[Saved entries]
Start of Block

PR #1083, opened 2023-08-31
SIMSBIOHUB-192: Add Site Selection Strategy + stratums to survey form

curtisupshall:
## Links to Jira Tickets

- https://apps.nrs.gov.bc.ca/int/jira/browse/SIMSBIOHUB-192
- https://apps.nrs.gov.bc.ca/int/jira/browse/SIMSBIOHUB-247
- https://apps.nrs.gov.bc.ca/int/jira/browse/SIMSBIOHUB-248

## Description of Changes

 - Added survey site sampling strategies and stratums to the Create Survey and Edit Survey pages
 - Added service and repo methods for creating, updating and deleting survey site selection strategies and stratums
 - Created survey site selection strategy API schema and model properties

## Testing Notes

- TBD.

PR #1085, opened 2023-09-05
SISMBIOHUB-259: Survey Block 

al-rosenthal:
## Links to Jira Tickets

[SIMSBIOHUB-259](https://apps.nrs.gov.bc.ca/int/jira/browse/SIMSBIOHUB-259)
[SIMSBIOHUB-260](https://apps.nrs.gov.bc.ca/int/jira/browse/SIMSBIOHUB-260)
[SIMSBIOHUB-261](https://apps.nrs.gov.bc.ca/int/jira/browse/SIMSBIOHUB-261)

## Description of Changes

- New service and repository added to handle survey block actions
- Added UI for survey block create/ edit survey pages

## Testing Notes


api/src/repositories/survey-block-repository.ts
```diff
@@ -0,0 +1,147 @@
+import SQL from 'sql-template-strings';
+import { z } from 'zod';
+import { ApiExecuteSQLError } from '../errors/api-error';
+import { BaseRepository } from './base-repository';
+
+export const SurveyBlock = z.object({
+  survey_block_id: z.number().nullable(),
```
curtisupshall: Should we remove this property? Is there ever a case where you expect `SurveyBlock.survey_block_id` to be defined, but couldn't otherwise just use `SurveyBlockRecord` instead?

api/src/repositories/survey-block-repository.ts
```diff
@@ -0,0 +1,147 @@
...
+  survey_id: z.number(),
+  name: z.string(),
+  description: z.string()
+});
+
+export type SurveyBlock = z.infer<typeof SurveyBlock>;
+
+// This describes the a row in the database for Survey Block
+export const SurveyBlockRecord = z.object({
```
curtisupshall, line 14: Maybe could use `z.extend` here?

api/src/services/survey-block-service.ts
```diff
@@ -0,0 +1,89 @@
...
+   * @param {number} surveyId
+   * @param {SurveyBlock[]} blocks
+   * @return {*} {Promise<void>}
+   * @memberof SurveyBlockService
+   */
+  async updateInsertSurveyBlocks(surveyId: number, blocks: SurveyBlock[]): Promise<void> {
+    const insertUpdate: Promise<any>[] = [];
+
+    blocks.forEach((item: SurveyBlock) => {
+      item.survey_id = surveyId;
```
curtisupshall: Is this assignment needed?

api/src/services/survey-block-service.ts
```diff
@@ -0,0 +1,89 @@
...
+   * Inserts, Updates and Deletes Block records
+   * All passed in blocks are treated as the source of truth,
+   * Any pre existing blocks that do not collide with passed in blocks are deleted
+   *
+   * @param {number} surveyId
+   * @param {SurveyBlock[]} blocks
+   * @return {*} {Promise<void>}
+   * @memberof SurveyBlockService
+   */
+  async upsertSurveyBlocks(surveyId: number, blocks: SurveyBlock[]): Promise<void> {
```
curtisupshall: I find it a little confusing that there are two methods with very siimilar names. Because they take the same parameters, this would probably cause confusion in the future. My instinct would be to delete the `updateInsertSurveyBlocks` method and move its logic into this one. But it's your call!

curtisupshall: Overall I think your approach to the problem is sound 👍

api/src/services/survey-service.ts
```diff
@@ -445,11 +453,20 @@ export class SurveyService extends DBService {
...
+    if (postSurveyData.blocks) {
+      promises.push(this.upsertBlocks(surveyId, postSurveyData.blocks));
+    }
+
     await Promise.all(promises);
 
     return surveyId;
   }
 
+  async upsertBlocks(surveyId: number, blocks: SurveyBlock[]): Promise<void> {
```
curtisupshall: Nit: jsdoc

app/src/features/surveys/components/BlockForm.tsx
```diff
@@ -0,0 +1,38 @@
...
+import CustomTextField from 'components/fields/CustomTextField';
+import React from 'react';
+
+export interface IBlockData {
+  survey_block_id: number | null;
+  name: string;
+  description: string;
+}
+
+const BlockForm: React.FC = () => {
```
curtisupshall, line 12: Nit: Remove `React.FC`:

```javascript
const BlockForm = () => {
```

app/src/features/surveys/components/BlockForm.tsx
```diff
@@ -0,0 +1,38 @@
...
+              label="Name"
+              maxLength={50}
+              other={{ placeholder: 'Maximum 50 characters', required: true }}
+            />
+          </Box>
+          <CustomTextField
+            name="description"
+            label="Description"
+            maxLength={250}
+            other={{ multiline: true, placeholder: 'Maximum 250 characters', required: true, rows: 3 }}
```
curtisupshall, line 30: Ideally this should be enforced using Yup schema. See: https://github.com/bcgov/biohubbc/pull/1083/files#diff-28a6bb0e6fc7b03b7de1b8d12c0f779a870fc541953a0352dd61f59ea07bf772

app/src/features/surveys/components/CreateSurveyBlockDialog.tsx
```diff
@@ -0,0 +1,74 @@
...
+        }}
+        dialogSaveButtonLabel="Add Block"
+        onCancel={() => onClose()}
+        onSave={(formValues) => {
+          setBlockName(formValues.name);
+          setIsSnackBarOpen(true);
+          onSave(formValues);
+        }}
+      />
+      {/* This is done instead of the dialogContext because that causes the form to rerender, removing any changes the user makes */}
```
curtisupshall: Not entirely sure what this comment is suggesting. Is the Snackbar only included because we need to force a rerender of the form?

curtisupshall: Unless it's a requirement in the ticket, I think adding a snackbar is a bit out of place, since it's not used for any other controls on the Survey form (unless I'm mistaken)

app/src/features/surveys/components/EditSurveyBlockDialog.tsx
curtisupshall, line 1: Could probably get away with having a single Dialog component for both editing and creating Survey Blocks; It's how we (used to) handle Funding Sources, and it's how we handle [Survey Stratums](https://github.com/bcgov/biohubbc/pull/1083/files#diff-28a6bb0e6fc7b03b7de1b8d12c0f779a870fc541953a0352dd61f59ea07bf772)

app/src/features/surveys/components/SurveyBlockSection.tsx
```diff
@@ -0,0 +1,154 @@
...
+      const data = values.blocks;
+      data.splice(editData.index, 1);
+      setFieldValue(name, data);
+    }
+    setAnchorEl(null);
+  };
+
+  return (
+    <>
+      {/* CREATE BLOCK DIALOG */}
```
curtisupshall, line 63: Nit: Remove comments

app/src/features/surveys/CreateSurveyPage.tsx
```diff
@@ -377,6 +379,13 @@ const CreateSurveyPage = () => {
 
                 <Divider className={classes.sectionDivider} />
 
+                <HorizontalSplitFormComponent
+                  title="Block Data"
+                  summary="Data for Blocks"
+                  component={<SurveyBlockSection name="blocks" />}
```
curtisupshall: Is the `name` prop necessary? It's the same value for both instances of `<SurveyBlockSection />`

app/src/features/surveys/CreateSurveyPage.tsx
```diff
@@ -377,6 +379,13 @@ const CreateSurveyPage = () => {
 
                 <Divider className={classes.sectionDivider} />
 
+                <HorizontalSplitFormComponent
```
curtisupshall, line 382: Some UI elements are missing:
image
 vs.

image

curtisupshall (commented):
A couple notes from manually testing:

1. The `<Card>` element used to display each survey block should use the `variant='outlined'` prop.
2. Clicking the `<Card>` shouldn't open the context menu - only the button within the card should open it.
3. The positioning of the context menu is a bit off; Use these props on the `<Menu>`:
```javascript
anchorOrigin={{
  vertical: 'top',
  horizontal: 'right'
}}
transformOrigin={{
  vertical: 'top',
  horizontal: 'right'
}}
```

api/src/services/survey-block-service.ts
al-rosenthal: yup. If the block being added is being added to a brand new survey we won't have the ID until the api request is being made.

api/src/services/survey-block-service.ts
al-rosenthal: I agree it is confusing.

api/src/repositories/survey-block-repository.ts
al-rosenthal: `survey_block_id` is used to check if an incoming block needs to be updated or created net new.

app/src/features/surveys/components/CreateSurveyBlockDialog.tsx
al-rosenthal: It is a requirement in the ticket. I might have to write a bit more but I was trying to explain why I didn't use the dialog context to render the snack bar.

app/src/features/surveys/CreateSurveyPage.tsx
al-rosenthal: No not really. I think just a left over from an earlier iteration

api/src/services/survey-block-service.ts
curtisupshall: Ahh understood

api/src/repositories/survey-block-repository.ts
curtisupshall: But if a block has a `survey_block_id`, then we can also assert it has all of the properties that a `SurveyBlockRecord` has, no?

app/src/features/surveys/components/BlockForm.tsx
al-rosenthal: I'll update it for both. I did have a conversation with Jer about a similar situation for funding sources. It's a strange interaction if the database throws an error about max length but you still let the user input that much. Instead of validating it just to restrict the input. I'll definitely add that to the yup schema

app/src/features/surveys/CreateSurveyPage.tsx
al-rosenthal: good catch, added

api/src/services/survey-block-service.ts
al-rosenthal: combined the functions

api/src/services/survey-service.ts
al-rosenthal: done

app/src/features/surveys/components/SurveyBlockSection.tsx
al-rosenthal: the components are properly named but I think the comments give good space between everything else

KjartanE (dismissed):
🐈 ran locally, worked as intended

api/src/repositories/survey-block-repository.ts
al-rosenthal: I left the zod schema alone and decided to just rename the SurveyBlock to PostSurveyBlock to indicate it is for inserting data. I also turned it into an interface because there was no reason for it to be a zod schema.

api/src/repositories/survey-block-repository.ts
al-rosenthal: Comment is old now but I think it's better in this case to leave these as 2 discrete type definitions instead of extending one of them, keeps it a little easier to read in my opinion.

KjartanE (approved):
🌵

curtisupshall (approved):
Tested in Openshift; Code looks good and works well!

End of Block

Task requirements → Filter the entries down to the lines that include the string "interface".

Result of this exercise →
+export interface IBlockData {
al-rosenthal: I left the zod schema alone and decided to just rename the SurveyBlock to PostSurveyBlock to indicate it is for inserting data. I also turned it into an interface because there was no reason for it to be a zod schema.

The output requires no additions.